# Cummins 4300w Inverter Generator



## Sayonara (Jul 23, 2007)

Dont know much about them but looks like a pretty good deal.
Cummins 4300w inverter generator at Costco


----------



## Airboss (Jul 14, 2007)

If only I had $1300 laying around!









It does look like a fantastic deal though.


----------



## sleecjr (Mar 24, 2006)

Just remember if you are taking it camping it uses aprox .65 gallon an hour. If you want it to run the a/c it will take a lot of gas. If it is just to use every now and then or might not be that bad. It does look nice.


----------



## Fanatical1 (Jan 9, 2006)

I think it looks like a good deal also if this is the size generator your looking for. It appears to be made by Robin-Subaru and just rebranded under the Cummins name.

Wise Sales - Robin-Subaru


----------



## CamperAndy (Aug 26, 2004)

Fanatical1 said:


> I think it looks like a good deal also if this is the size generator your looking for. It appears to be made by Robin-Subaru and just rebranded under the Cummins name.
> 
> Wise Sales - Robin-Subaru


Which came first the chicken or the egg???

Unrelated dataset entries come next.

PR #4566, opened 2024-03-07
Enforce Not Null Constraints on Redaction Title and Description

IshmeetSingh06:
Fixes: https://github.com/openstreetmap/openstreetmap-website/issues/2033

### DIFF
--- a/app/models/redaction.rb
+++ b/app/models/redaction.rb
@@ -3,8 +3,8 @@
 # Table name: redactions
 #
 #  id                 :integer          not null, primary key
-#  title              :string
-#  description        :text
+#  title              :string           not null
+#  description        :text             not null
 #  created_at         :datetime
 #  updated_at         :datetime
 #  user_id            :bigint(8)        not null
--- a/db/migrate/20240307180830_add_check_constraint_to_redaction_title_and_description.rb
+++ b/db/migrate/20240307180830_add_check_constraint_to_redaction_title_and_description.rb
@@ -1,0 +1,24 @@
+class AddCheckConstraintToRedactionTitleAndDescription < ActiveRecord::Migration[7.1]
+  disable_ddl_transaction!
+
+  def up
+    Redaction.where(:title => nil).find_in_batches(:batch_size => 1000) do |redactions|
+      redactions.each do |r|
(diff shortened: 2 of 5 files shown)


tomhughes:
Just enforcing a database constraint is not very user friendly - there should be validations in the model as well.

IshmeetSingh06:
> there should be validations in the model as well.



> Just enforcing a database constraint is not very user friendly - there should be validations in the mod

Hi @tomhughes validations are already present on the model

tomhughes:
So how can #2033 happen then? How are the validations being bypassed?

IshmeetSingh06:
> So how can #2033 happen then? How are the validations being bypassed?

Validations were added on November 6th 2018, while the issue was raised on October, I've checked and confirmed that even without the NOT NULL constraint we wont be able to create a redaction with empty title or description unless someone tries to create one through console, Since this is an very old issue (approx 5yrs) we can avoid adding the NOT NULL constraints (because Rails will handle that for us) and just update the test cases only.

tomhughes:
Well if there are legacy records with null values then we may not be able to add constraints (without changing those records) but I will have to check that.

tomhughes:
I take it all the complicated adding of check constraints and then adding null constraints and dropping the check constraints is something strong migrations insisted on?

Also you need to add the `structure.sql` changes when you add a migration as the test failure is showing.

IshmeetSingh06:
> I take it all the complicated adding of check constraints and then adding null constraints and dropping the check constraints is something strong migrations insisted on?
Yes
> Also you need to add the `structure.sql` changes when you add a migration as the test failure is showing.
Sure will do, should I remove the block's which were backfilling the data on missing title's and descriptions?, as you've confirmed there are no such entries in the DB

tomhughes:
> Sure will do, should I remove the block's which were backfilling the data on missing title's and descriptions?, as you've confirmed there are no such entries in the DB

I doubt that any other users of this code have redactions but it probably doesn't hurt to leave that in.

IshmeetSingh06:
PR is ready @tomhughes

tomhughes:
Thanks. I squashed together some of your commits to get a clean history but other than that it all looks good.

PR #4567, opened 2024-03-08
Display changeset element pagination vertically

AntonKhorev:
When using #4563 without full sidebar reload, pagination links moving around becomes more annoying. It happens because sometimes they fit to the right of the "Nodes (...)" heading and sometimes they don't. We have more vertical space available and can "rotate" the links to distribute them along the right edge of the sidebar. In this case they'll always fit to the right of the heading and the element list.

image

Includes first commits of #4563 with refactoring.

### DIFF
--- a/app/helpers/browse_helper.rb
+++ b/app/helpers/browse_helper.rb
@@ -83,24 +83,26 @@ module BrowseHelper
   end
 
   def sidebar_classic_pagination(pages, page_param)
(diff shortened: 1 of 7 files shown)


AntonKhorev:
Probably looks too weird and may not work well with something like #5355 where I don't want to spend extra horizontal space.

PR #4569, opened 2024-03-09
Preload element tags when showing changesets

AntonKhorev:
Changeset show action generates a sql query for each element to get its tags:

```
  OldWayTag Load (0.5ms)  SELECT "way_tags".* FROM "way_tags" WHERE "way_tags"."way_id" = $1 AND "way_tags"."version" = $2  [["way_id", 52], ["version", 1]]
  ↳ app/models/old_way.rb:82:in `to_h'
  OldWayTag Load (0.4ms)  SELECT "way_tags".* FROM "way_tags" WHERE "way_tags"."way_id" = $1 AND "way_tags"."version" = $2  [["way_id", 53], ["version", 1]]
  ↳ app/models/old_way.rb:82:in `to_h'
  OldWayTag Load (0.3ms)  SELECT "way_tags".* FROM "way_tags" WHERE "way_tags"."way_id" = $1 AND "way_tags"."version" = $2  [["way_id", 54], ["version", 1]]
  ↳ app/models/old_way.rb:82:in `to_h'
  OldWayTag Load (0.3ms)  SELECT "way_tags".* FROM "way_tags" WHERE "way_tags"."way_id" = $1 AND "way_tags"."version" = $2  [["way_id", 55], ["version", 1]]
  ↳ app/models/old_way.rb:82:in `to_h'
  OldWayTag Load (0.4ms)  SELECT "way_tags".* FROM "way_tags" WHERE "way_tags"."way_id" = $1 AND "way_tags"."version" = $2  [["way_id", 56], ["version", 1]]
  ↳ app/models/old_way.rb:82:in `to_h'
  OldWayTag Load (0.3ms)  SELECT "way_tags".* FROM "way_tags" WHERE "way_tags"."way_id" = $1 AND "way_tags"."version" = $2  [["way_id", 57], ["version", 1]]
  ↳ app/models/old_way.rb:82:in `to_h'
  OldWayTag Load (0.3ms)  SELECT "way_tags".* FROM "way_tags" WHERE "way_tags"."way_id" = $1 AND "way_tags"."version" = $2  [["way_id", 58], ["version", 1]]
  ↳ app/models/old_way.rb:82:in `to_h'
```

It's possible to roll them into one query. Classic pagination has a parameter for that.

```
  OldWayTag Load (0.3ms)  SELECT "way_tags".* FROM "way_tags" WHERE "way_tags"."way_id" IN ($1, $2, $3, $4, $5, $6, $7) AND "way_tags"."version" = $8  [["way_id", 52], ["way_id", 53], ["way_id", 54], ["way_id", 55], ["way_id", 56], ["way_id", 57], ["way_id", 58], ["version", 1]]
  ↳ app/views/changesets/show.html.erb:82
```

### DIFF
--- a/app/controllers/changesets_controller.rb
+++ b/app/controllers/changesets_controller.rb
@@ -84,9 +84,9 @@ class ChangesetsController < ApplicationController
                 else
                   @changeset.comments.includes(:author)
                 end
-    @node_pages, @nodes = paginate(:old_nodes, :conditions => { :changeset_id => @changeset.id }, :per_page => 20, :parameter => "node_page")
-    @way_pages, @ways = paginate(:old_ways, :conditions => { :changeset_id => @changeset.id }, :per_page => 20, :parameter => "way_page")
-    @relation_pages, @relations = paginate(:old_relations, :conditions => { :changeset_id => @changeset.id }, :per_page => 20, :parameter => "relation_page")
+    @node_pages, @nodes = paginate(:old_nodes, :include => :old_tags, :conditions => { :changeset_id => @changeset.id }, :per_page => 20, :parameter => "node_page")
+    @way_pages, @ways = paginate(:old_ways, :include => :old_tags, :conditions => { :changeset_id => @changeset.id }, :per_page => 20, :parameter => "way_page")
+    @relation_pages, @relations = paginate(:old_relations, :include => :old_tags, :conditions => { :changeset_id => @changeset.id }, :per_page => 20, :parameter => "relation_page")
     if @changeset.user.active? && @changeset.user.data_public?
       @next_by_user = @changeset.user.changesets.where("id > ?", @changeset.id).reorder(:id => :asc).first
       @prev_by_user = @changeset.user.changesets.where("id < ?", @changeset.id).reorder(:id => :desc).first


AntonKhorev:
Although I'm not sure if rails' `.includes` works correctly with composite keys.

```
irb(main):020> OldNode.where("changeset_id = 81").includes(:old_tags).explain
  OldNode Load (0.7ms)  SELECT "nodes".* FROM "nodes" WHERE (changeset_id = 81)
  OldNodeTag Load (0.6ms)  SELECT "node_tags".* FROM "node_tags" WHERE "node_tags"."node_id" IN ($1, $2, $3) AND "node_tags"."version" IN ($4, $5, $6)  [["node_id", 1314], ["node_id", 1312], ["node_id", 1313], ["version", 1], ["version", 3], ["version", 2]]
=> 
EXPLAIN SELECT "nodes".* FROM "nodes" WHERE (changeset_id = 81)
                                     QUERY PLAN
-------------------------------------------------------------------------------------
 Index Scan using nodes_changeset_id_idx on nodes  (cost=0.28..8.29 rows=1 width=53)
   Index Cond: (changeset_id = 81)
(2 rows)

EXPLAIN SELECT "node_tags".* FROM "node_tags" WHERE "node_tags"."node_id" IN ($1, $2, $3) AND "node_tags"."version" IN ($4, $5, $6) [["node_id", 1314], ["node_id", 1312], ["node_id", 1313], ["version", 1], ["version", 3], ["version", 2]]
                                  QUERY PLAN
------------------------------------------------------------------------------
 Bitmap Heap Scan on node_tags  (cost=12.86..19.98 rows=3 width=29)
   Recheck Cond: (node_id = ANY ('{1314,1312,1313}'::bigint[]))
   Filter: (version = ANY ('{1,3,2}'::bigint[]))
   ->  Bitmap Index Scan on node_tags_pkey  (cost=0.00..12.86 rows=3 width=0)
         Index Cond: (node_id = ANY ('{1314,1312,1313}'::bigint[]))
(5 rows)
```

Conditions like `WHERE "node_tags"."node_id" IN ($1, $2, $3) AND "node_tags"."version" IN ($4, $5, $6)` select unnecessary tag versions.

pnorman:
Rather than getting the way from the DB and then sending a query with the node list, could we get all the info on the first place? This might need two queries if running on the read replicas.

Fwiw, I've never really liked how the browse page shows information that is not part of the full API.

tomhughes:
@AntonKhorev that is definitely a bug so we can't use this as it is.

@pnorman are you talking about the fact it makes an API call to get the geometry? that doesn't seem to be anything to do with this PR though?

tomhughes:
So although that query does potentially select more records than it should it looks like rails discards the extra ones during the process of associating the tags with the parent records... An alternative is to use `eager_load` which does the preload using a join and avoids the over selection.

PR #4570, opened 2024-03-11
Fix whitespace in changeset element lists

AntonKhorev:
Whitespace at the start of a list item becomes significant when element icons are added using `::before` pseudoelement. You can see the extra space when elements with/without icons are next to each other. I'm removing unnecessary whitespace inside `<li>` here.

Before:
image

After:
image


tomhughes:

PR #4571, opened 2024-03-13
Don't assume order when testing links to changeset elements

AntonKhorev:
I noticed that one test fails sometimes:

```
Failure:
ChangesetsControllerTest#test_show_paginated_element_links [test/controllers/changesets_controller_test.rb:312]:
Expected exactly 1 element matching "a[href='/way/109']", found 0.
Expected: 1
  Actual: 0

bin/rails test test/controllers/changesets_controller_test.rb:301
```

That's probably because I assumed that on the changeset page the elements will be shown in the same order as they were created. But actually they are not sorted, so sometimes the order may be different.

Here I remove the ordering assumption and check the next page for an element that was missing from the first page.

### DIFF
--- a/test/controllers/changesets_controller_test.rb
+++ b/test/controllers/changesets_controller_test.rb
@@ -306,14 +306,60 @@ class ChangesetsControllerTest < ActionDispatch::IntegrationTest
     relations = create_list(:relation, page_size + 1, :with_history, :changeset => changeset)
 
     sidebar_browse_check :changeset_path, changeset.id, "changesets/show"
-    page_size.times do |i|
-      assert_dom "a[href='#{node_path nodes[i]}']", :count => 1
-      assert_dom "a[href='#{old_node_path nodes[i], 1}']", :count => 1
-      assert_dom "a[href='#{way_path ways[i]}']", :count => 1
-      assert_dom "a[href='#{old_way_path ways[i], 1}']", :count => 1
-      assert_dom "a[href='#{relation_path relations[i]}']", :count => 1
-      assert_dom "a[href='#{old_relation_path relations[i], 1}']", :count => 1
+
+    next_page_node = nil
+    nodes.each do |node|
+      node_skip = true
+      assert_dom "a[href='#{node_path node}']", :minimum => 0, :maximum => 1 do
+        node_skip = false
+      end
+      assert_dom "a[href='#{old_node_path node, 1}']", :count => (node_skip ? 0 : 1)
+      if node_skip
+        assert_nil next_page_node
+        next_page_node = node
+      end
     end
+    assert_not_nil next_page_node
+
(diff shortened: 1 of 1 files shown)


gravitystorm:
> But actually they are not sorted, so sometimes the order may be different.

Good catch.

Would it be a better idea for us to sort the elements instead? I've had a brief look at the website, and it would seam reasonable to sort the elements by id and version. That way the order is stable, and also might be helpful for mappers too (e.g I think if I saw nodes 1, 2, 5, ..., 20 on the first page, I'd be surprised to find node 4 mentioned on page 7).

I also think the test could be improved. At the moment the test creates 21 items for each type of element, and then checks that the first 20 are visible. But it doesn't check that the 21st item is *not* visible, and it doesn't check that there are page links to view the next page. I can see what you are doing with the changes that you propose, but I think that leads to a very complex test, in order to handle a situation (lack of sort order) that I don't think is intentional.

AntonKhorev:
> But it doesn't check that the 21st item is not visible

It does:
https://github.com/openstreetmap/openstreetmap-website/pull/4571/files#diff-6cdb8b8fa44e422834c4815943a8e4933d6d09e4687f338d007daeff1a90daa9R322

AntonKhorev:
> it would seam reasonable to sort the elements by id and version

Another reasonable order is by modification time, which is what usually happens already.

gravitystorm:
> It does:
> https://github.com/openstreetmap/openstreetmap-website/pull/4571/files#diff-6cdb8b8fa44e422834c4815943a8e4933d6d09e4687f338d007daeff1a90daa9R322

I'm sorry I wasn't clear - I was commenting on the original test. I meant that even if we establish a sort order, the test could still benefit from improvements.

AntonKhorev:
Changeset download sorts elements by (timestamp, version):
https://github.com/openstreetmap/openstreetmap-website/commit/8a57904398175d9143cec737282f5066793bdbc3

AntonKhorev:
Meanwhile the test keeps failing sometimes https://github.com/openstreetmap/openstreetmap-website/actions/runs/8284476948/job/22677523145?pr=4578

tomhughes:
I'm with @gravitystorm that this is the wrong fix - aside from the horrendous complexity involved in this fix it's fundamentally wrong to try and do pagination without a fixed order.

Without a sort you have no guarantee that the database will use the same order for each page so you may wind up seeing some things twice and not seeing others at all as you move through the pages.

AntonKhorev:
15 years of wrong pagination https://github.com/openstreetmap/openstreetmap-website/commit/2ed84e26cdeaaa20b8f607624d65b7891fcf1fed

AntonKhorev:
Not needed if #5209 is merged.

PR #4572, opened 2024-03-13
Update hosting partners as per OWG policy

lonvia:
OWG has changed its [Hosting Provider Credit Policy](https://operations.osmfoundation.org/policies/hosting/). This implements the new policy.

I had to rename the translation string because removing an interpolation from the string caused all kinds of test failures with the yet-to-be-updated translations. Let me know if you prefer a different solution here.


Firefishy:
Looks good to me

gravitystorm:
Thanks!

PR #4574, opened 2024-03-13
Add more wiki prefixes

urbalazs:
Both cases are documented on OSM wiki. See:

- https://wiki.openstreetmap.org/wiki/Key:manufacturer:wikidata
- https://wiki.openstreetmap.org/wiki/Key:manufacturer:wikipedia
- https://wiki.openstreetmap.org/wiki/Key:model:wikidata
- https://wiki.openstreetmap.org/wiki/Key:model:wikipedia


gravitystorm:
Thanks @urbalazs . I don't want to see this list expand too much (there's over 400 values according to taginfo) but since these are on the summary pages on the wiki (as linked in the code) I'm happy to merge these two.

PR #4575, opened 2024-03-13
Collect node/way/relation CanCanCan subjects into arrays

AntonKhorev:
Different element types usually have the same actions with three very similar lines in ability files. It's possible to turn them into one line, also decreasing the complexity Rubocop complains about. I still have PRs where I need to increase complexity limits like #4301. After this change I won't have to do it.


tomhughes:
Nice (well other than that horrid line end condition but that's rubocop's fault not yours).

PR #4576, opened 2024-03-14
Move element history actions to old element controllers

AntonKhorev:
Now they are in `index` actions to match `show` actions from #4480.

Views and path helpers are not changed in this PR.


tomhughes:
Looks good, thanks.

PR #4577, opened 2024-03-14
Replace "Login" labels with "Log in" when used as a verb

milan-cvetkovic:
Initiated by the following thread https://github.com/openstreetmap/openstreetmap-website/pull/4455#discussion_r1512725362

Split a separate PR from PR #4455.


tomhughes:
Thanks for splitting it out, looks good to me.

How do you know who re-badged who?


----------



## Fanatical1 (Jan 9, 2006)

CamperAndy said:


> I think it looks like a good deal also if this is the size generator your looking for. It appears to be made by Robin-Subaru and just rebranded under the Cummins name.
> 
> Wise Sales - Robin-Subaru


Which came first the chicken or the egg???

How do you know who re-badged who?
[/quote]

Well... I don't know for sure, it was just an assumption on my part. The Robin-Subaru inverters have been around for many years. I think the Cummins 
inverter line has only been around for 2008 and the Cummins also uses a Subaru engine.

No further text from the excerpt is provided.